_Requirement_. Where "themselves" occurs in a line of the entries below, copy that line.

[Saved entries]
PR #6599, opened 2025-08-03
Backend: Allow event owner to remove co-organizer

nabramow:

Backend to fulfill the ACs for #5680

- Run the backend locally
- Tests should pass
- This is not used on frontend yet so not especially risky.

**Backend checklist**
- [ x ] Formatted my code by running `make format` in `app/backend`
- [ x ] All tests pass

**Other**


app/backend/src/couchers/servicers/events.py
```diff
@@ -1156,18 +1156,32 @@ def RemoveEventOrganizer(self, request, context, session):
...
+        # Determine which user to remove
+        user_id_to_remove = request.user_id if request.HasField("user_id") else context.user_id
+
+        # Check permissions: either removing yourself OR you're the event owner
+        can_remove = (
+            context.user_id == user_id_to_remove  # Self-removal
+            or _is_event_owner(event, context.user_id)  # Event owner removing someone else
+        )
+
+        if not can_remove:
```
aapeliv: This check should be

```py3
        if not _can_edit_event(session, event, context.user_id):
```

app/proto/events.proto
```diff
@@ -352,4 +352,5 @@ message InviteEventOrganizerReq {
 
 message RemoveEventOrganizerReq {
   int64 event_id = 1;
+  optional int64 user_id = 2;
```
aapeliv: Use a `google.protobuf.Int64Value` here instead of optional

aapeliv (changes requested):

app/proto/events.proto
nabramow: Are you sure? I don't see any `google.protobuf.UInt64Value` in the codebase  already only `google.protobuf.UInt32Value` thus far.

aapeliv: Yeah it should work the same way

app/backend/src/couchers/servicers/events.py
nabramow: If I understand correctly, `_can_edit_event` currently only includes event owners and moderators, but not co-organizers.

That means this change would block permission from a co-organizer removing themselves.

nabramow: Am I correct that `_can_edit_event` does NOT include co-organizers currently?

That would mean a co-organizer can no longer remove themselves once someone else makes them a co-organizer.

At least the test fails when I do this and that seems to be why.

app/proto/events.proto
nabramow: Done

app/backend/src/couchers/servicers/events.py
aapeliv: We should probably change it then so that co-organizers can edit the event, right?

Just change `_is_event_owner` to `_is_event_organizer`, and use change `_can_edit_event` to use that.

app/backend/src/tests/test_events.py
```diff
@@ -1989,12 +1989,43 @@ def test_RemoveEventOrganizer(db):
         with pytest.raises(grpc.RpcError) as e:
             api.RemoveEventOrganizer(events_pb2.RemoveEventOrganizerReq(event_id=event_id))
         assert e.value.code() == grpc.StatusCode.FAILED_PRECONDITION
-        assert e.value.details() == errors.EVENT_NOT_AN_ORGANIZER
+        assert e.value.details() == errors.EVENT_EDIT_PERMISSION_DENIED
 
         res = api.GetEvent(events_pb2.GetEventReq(event_id=event_id))
         assert not res.organizer
```
nabramow, line 2001: These were tests that were here before me that started failing once I did the `_can_edit_event` change so please check me if this is right as I don't feel entirely certain.

I think the first one is checking if the person is not an organizer. The second is testing is someone is trying to remove a person who is not an organizer.

Since `_can_edit_event` handles this now, both these fall into that error so it has to be more vague.

At least that's what I'm understanding.

aapeliv (approved):
Pushed a few commits. LTGM if tests pass!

_Response area_.
That means this change would block permission from a co-organizer removing themselves.
That would mean a co-organizer can no longer remove themselves once someone else makes them a co-organizer.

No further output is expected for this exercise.